После ухода Веста бывший рейхсмаршал лег в одежде на полевую кровать и углубился в чтение взятой из библиотеки книги под названием «С перелетными птицами в Африку». Незадолго до 21 часа он поднялся, навел порядок в камере, переоделся в пижаму, лег, накрылся одеялом по грудь. Казалось, он задремал. В 21 час 30 минут в камеру вошел доктор Пфлюкер, чтобы, как обычно, дать узнику снотворное. Он поговорил с Герингом минуты три[742], пожал ему руку и ушел. После смены караула в 22 часа 30 минут рядовой Гарольд Ф. Джонсон увидел, что Геринг лежит на спине, положив руки поверх одеяла. В 22 часа 40 минут он увидел, как тот повернулся к стене, а через пару минут вновь лег на спину. Но в 22 часа 47 минут Джонсон заметил, что Геринг «как будто оцепенел и с его губ сорвался сдавленный вздох». Джонсон сразу же вызвал дежурного сержанта, тот вошел в камеру вместе с пастором Гереке, доктором Пфлюкером и дежурным лейтенантом. И все поняли: Герман Геринг при смерти. Доктор Пфлюкер пощупал у него пульс: он был очень слабым, а вскоре исчез. Откинув одеяло и нагнувшись, чтобы выслушать сердце, доктор обратил внимание, что в левой руке умирающий узник сжимает конверт и латунную патронную гильзу, явно послужившую тайником для ампулы с цианидом. Прибывший около 23 часов американский военный врач Чарльз Дж. Роска обнаружил во рту скончавшегося Геринга осколки стекла после того, как ощутил в камере запах миндаля.
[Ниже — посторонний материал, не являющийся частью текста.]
PR #4036, opened 2016-01-30
[Wj32.org] New ruleset

rugk:
Some notes for the web admin @wj32:
* Pretty bad SSL config (already submitted you some more information)
* On https://wj32.org/wp/ there is some mixed content. You can easily fix it as it as it is just on your own site.

### DIFF
--- a/src/chrome/content/rules/Wj32.org.xml
+++ b/src/chrome/content/rules/Wj32.org.xml
@@ -1,0 +1,14 @@
+<!--
+
+-->
+<ruleset name="Let's Encrypt">
+    <target host="wj32.org" />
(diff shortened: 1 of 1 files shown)


J0WI:
You should add the mixed content platform attribute.

rugk:
The mixed content does not break the site. On https://wj32.org/wp/ it is just the ico file.

J0WI:
At least [here](https://wj32.org/wp/about/) we have mixed display content in articles.
But I can live with that since the site sends a HSTS header. It's a bit weird but it works.

rugk:
Yeah, possibly @wj32 notices this issue and can fix it.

Герман Геринг, столь многословный человек при жизни, решил таковым остаться и после смерти: в конверт он вложил четыре письма[743]. Первое письмо предназначалось полковнику Эндрюсу, которого он прозвал «капитан пожарных» за то, что тот постоянно носил сверкающую каску. Это письмо явно было составлено для того, чтобы утереть полковнику нос. В нем говорилось, что при аресте у Геринга было три ампулы с цианистым калием: первую у него отобрали в Мондорфе, вторую он постоянно носил с собой и при обысках ее не находили. Последняя ампула все еще находилась в камере, в банке с кремом для рук среди его туалетных принадлежностей. Заканчивалось это письмо такими словами: «Никто из тех, кому было поручено проводить обыски, в этом не виноват, потому что найти ампулы было почти невозможно. Это могло произойти только случайно»[744].
Второе письмо, с заголовком «Рейхсмаршал Великого немецкого рейха», Геринг адресовал Контрольному совету Международного военного трибунала. В письме говорилось:
«Я бы позволил вам расстрелять меня без всяких затруднений! Но немецкого рейхсмаршала нельзя вешать! Я не могу этого допустить ради чести Германии. Кроме того, у меня нет ни малейшего морального обязательства перед судом моих врагов. Поэтому я выбрал смерть великого Ганнибала. Я с самого начала знал, что буду приговорен к смерти, и считаю приговор чисто политическим деянием, навязанным победителями. Но во имя моего народа я хотел, чтобы меня судили, и ожидал, что мне по крайней мере дадут возможность умереть так, как умирают солдаты. Перед Господом, моим народом и моей совестью я считаю себя невиновным в тех обвинениях, которые навесил на меня иностранный трибунал».